I actually brought home a Sunfire 10" sub from where I work last night to test it out. It does work and it does sound good.

The question I have for all of you 2 channel guys with a sub is....where do you place your sub? I connected the sub with 2 line levels from the preout on the amp to the line level in on the sub. The cables were only long enough to place the sub to the immediate left of the audio rack. I could tell the sound was a little off, meaning my towers have such good imaging, but I could tell that the low frequencies were slightly off the center axis.

Should I use 2 subs or place the sub on a side wall firing across the room? Also, I am planning on building a custom cabinet with 3 vertical sections. I could leave the bottom center section open to the floor and put the sub in the direct center of the 2 towers (front firing of course). What do you think about that idea?

What do you do?

Thanks, Mark


----------



## Otto (May 18, 2006)

Hi Mark,

What's your crossover point?
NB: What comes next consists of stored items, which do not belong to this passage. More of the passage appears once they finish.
Issue #5137, opened 2018-07-11
Remove organization logo character limit


seanh:
h currently enforces the organization logo files be 10,000 characters or less. This limit is problematic and should be removed.

We should just remove `ORGANIZATION_LOGO_MAX_CHARS` entirely, it was put there to prevent maliciously large uploads but we've no need to worry about those because only Hypothesis admins can add logos.

In the future, if we have self-serve organization creation, we may need validation of organization logos. But that feature isn't on our immediate roadmap. We may never implement it. If / when we do, we'll have to implement good SVG validation with realistic restrictions and good, helpful error messages. The current code doesn't achieve that - it gives an incorrect error message when the file is too long, and rejects the kinds of SVGs that our partners want to use as invalid. Let's keep it simple and not try to solve this validation problem prematurely.

## Incompatible with SVG files we receive from partners

This is causing us a problem because we don't create the organization logo SVGs ourselves, we receive them from partners. Partners don't always provide clean and short SVG files and we're having trouble getting clean and short ones from all of them - different partners have their own ways of creating SVG files. For an example of the problem, see <https://stackoverflow.com/c/hypothesis/questions/77/81>.

## Incorrect error message

Additionally the Hypothesis admin is shown the error message "Logo is not valid SVG" when they try to enter SVG longer than 10,000 characters. This error message is incorrect - it is valid for an SVG file to be longer than 10,000 characters. The 10,000 character limit is an arbitrary limit applied by us.

The model-level validation actually [does give specific error messages for specific problems](https://github.com/hypothesis/h/blob/a1275c9c5eca0c85cb4d1d80abbaffe11f46a08c/h/models/organization.py#L50-L66) with the SVG, including "logo must be less than 10000 characters long", but the form validation [swallows the specific error messages](https://github.com/hypothesis/h/blob/a1275c9c5eca0c85cb4d1d80abbaffe11f46a08c/h/schemas/forms/admin/organization.py#L14-L18) and turns them all into the generic and not-always-correct "Logo is not valid SVG".

## P.S. Avoid complex validation in models

As an aside, and going beyond the organization logo max length issue, I think the complex `validate_logo()` method on the `Organization` model (validates the logo's length, that it parses with `ElementTree`, that its root tag is `svg`, and gives different error messages for different failures) should be removed as it's not needed (only Hypothesis admins can add logos), or failing that should at least be moved into `h/schemas` where validation is supposed to be done in h.

[...]

PR #5167, opened 2018-07-18
Increase svg size limit & move validation out of model

hmstepanek:
1.  fix the too large error message as it's wrong (just accidentally used the wrong constant)
1.  increase the allowed size by an order of magnitude
1.  move svg validation checking out of model, pass the error message to the client admin page so the user actually knows why the svg is invalid, & update the tests to check for the message part of the error not just the error type

This is a fix for https://github.com/hypothesis/h/issues/5137

The following should pass:
https://drive.google.com/file/d/15FW_74UKBaLcQxJgjiwS7fiOw4uyfDBf/view?usp=sharing
https://drive.google.com/file/d/1q086H_R1YWns3EpkXF7X6AUs7y0A5PGk/view?usp=sharing

The following should fail:
https://drive.google.com/file/d/1gh0JehWI4bUruyDyN-u2bR0TAEo5tbEq/view?usp=sharing


h/schemas/forms/admin/organization.py
```diff
@@ -2,21 +2,38 @@
...
+
+
+def _strip_xmlns(tag):
+    if '}' in tag:
+        return tag.split('}', 1)[1]
+    return tag
+
+
 def validate_logo(node, value):
+    if not (len(value) <= ORGANIZATION_LOGO_MAX_CHARS):
```
hmstepanek: I removed the if value is None here as it looks like this is never entered if a logo is left blank or removed on the form.

tests/h/schemas/forms/admin/organization_test.py
```diff
@@ -3,25 +3,43 @@
...
         bound_schema.deserialize(org_data)
 
-    @pytest.mark.parametrize('invalid_logo', [
-        'not an svg',
-        '<svg>{}</svg>'.format('a' * 20000)  # Too long
-    ])
-    def test_it_raises_if_logo_is_invalid(self, org_data, bound_schema, invalid_logo):
-        org_data['logo'] = invalid_logo
+    def test_it_raises_if_logo_is_too_long(self, org_data, bound_schema):
+        org_data['logo'] = '<svg xmlns="http://svg.com">{}</svg>'.format('a' * ORGANIZATION_LOGO_MAX_CHARS + 'b')
```
hmstepanek: I added the xmlns for test coverage purposes.

h/schemas/forms/admin/organization.py
```diff
@@ -2,21 +2,38 @@
...
+        raise colander.Invalid(node, _(
+            "Logo is larger than {} characters".format(ORGANIZATION_LOGO_MAX_CHARS)))
```
hmstepanek: I chose not to make exception classes for these after all. I still can if you feel strongly. Since I don't anticipate the exception messages changing and they are only used here and in the tests I didn't see a strong need to abstract it.

seanh:
@hmstepanek Could you add some example SVG files to this PR, to make it easier to test? Ones that should validate successfully, and ones that should fail validation with different error messages.

hmstepanek:
@seanh I updated the description with some svg's provided by Arti that should fail and pass.

h/schemas/forms/admin/organization.py
```diff
@@ -2,21 +2,38 @@
...
 from h import validators
-from h.models.organization import Organization, ORGANIZATION_NAME_MIN_CHARS, ORGANIZATION_NAME_MAX_CHARS
 from h.schemas.base import CSRFSchema
 
 _ = h.i18n.TranslationString
 
 
+ORGANIZATION_NAME_MIN_CHARS = 1
+ORGANIZATION_NAME_MAX_CHARS = 25
+ORGANIZATION_LOGO_MAX_CHARS = 100000
```
robertknight: Putting the field length constraints here introduces an inconsistency compared to `h.models.user` and `h.models.group`. The pattern we have ended up with for those other models is:

- The validation is actually implemented in three places: Once in the schema for colander forms, once in the JSON schema for the API and once in the domain model itself. The duplication is perhaps not ideal but not causing us that much pain either since it is quite simple.
- The values (min/max field lengths etc.) are at least defined in one central place in the `h.models.{group, user}` package.

Unless we think the way it works for `Group` and `User` is broken and we intend to change it, I would be inclined to follow the same pattern and leave the constants in `h.models.organization`. In this case we only have a form rather than an API _currently_ so we only need to use the values in this module. Thoughts @seanh ?

seanh: I think you need to ask whether the min and max chars is a simple and universal constraint or not.

I think the general principle is that if a piece of validation is both really simple and universal (definitely going to want to apply _whenever_ we add anything to this DB table) then it belongs in the models. Examples: foreign key constraints, not null constraints, etc. Otherwise if it's more complicated or non-universal (e.g. different validation for API vs views, or for one type of user vs another, ...) then it belongs in `h.schemas` (which is planned to be renamed to `h.validation`) because (for several reasons) we try to keep our model classes really thin and simple.

Most of the time these really simple validations can be implemented as actual database constraints, but sometimes they can't be or its for some reason undesirable to implement that at Postgres-level, in those cases we can use `@sa.orm.validates()` methods on model classes. Uses of `@sa.orm.validates()` should be rare in our code though.

For string lengths we use `@sa.orm.validates()` when we put them in the models. We actually went through all the DB tables and replaced DB-level max lengths with `@sa.orm.validates()`. See [No length limits on database columns](http://h.readthedocs.io/en/latest/developing/making-changes-to-model-code/#no-length-limits-on-database-columns).

... So that's why things like `USERNAME_MAX_LENGTH` are in the models. And then of course the schemas need to give a friendly error message when something is too long, and such human-readable error message belong in the schemas or views not in the models, so that's why schemas need to import `USERNAME_MAX_LENGTH`.

h/schemas/forms/admin/organization.py
hmstepanek: Agree!

h/schemas/forms/admin/organization.py
hmstepanek: Sounds like they need to go back in the model then-will do!

hmstepanek: It does seem weird to me that the min and max chars check happens both in the schema and the model and it's not re-used. Ideally it should happen once in the most externally facing place to fail quickly.

h/schemas/forms/admin/organization.py
```diff
@@ -2,20 +2,39 @@
...
+    if len(value) > ORGANIZATION_LOGO_MAX_CHARS:
+        raise colander.Invalid(node, _(
+            "Logo is larger than {:,d} characters".format(ORGANIZATION_LOGO_MAX_CHARS)))
     try:
-        Organization(logo=value)
-    except Exception:
-        raise colander.Invalid(node, _('Logo is not valid SVG'))
+        root = ElementTree.fromstring(value)
+    except ElementTree.ParseError:
+        raise colander.Invalid(node, _('Logo is not a valid SVG'))
```
robertknight: This message has lost a useful piece of information from before which is that the XML couldn't be parsed, as opposed to other reasons why the content might not be a valid SVG.

hmstepanek: done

If it's low enough you shouldn't be able to place the sub's location that easily. 80 Hz is a well-accepted upper limit for this, but I like to go lower. I have my mains crossed at 40 Hz using an IB sub, and I can't tell where the bass is coming from (the IB is outside the right main).

Placement is something that you can play around with, and there are no hard and fast rules. A lot of people place the sub in the corner to take advantage of some room gain. Some stereo-only guys actually run two subs in stereo. I would consider that if I had a dedicated stereo-only room that used subs. The center position you described would also help your imaging.

I'd say that for now, just buy a long cable and play around with placement until you find something that really works for you. Play around with that output level knob as well, and the phase knob if you have one. What mains are you using?

Good luck.


----------



## brucek (Apr 11, 2006)

Since your mains are fed full range and are not crossed with a HP filter, then the manual crossover on your sub will have to be quite low to ensure the common frequencies aren't additive creating a peak. This is likely what you heard.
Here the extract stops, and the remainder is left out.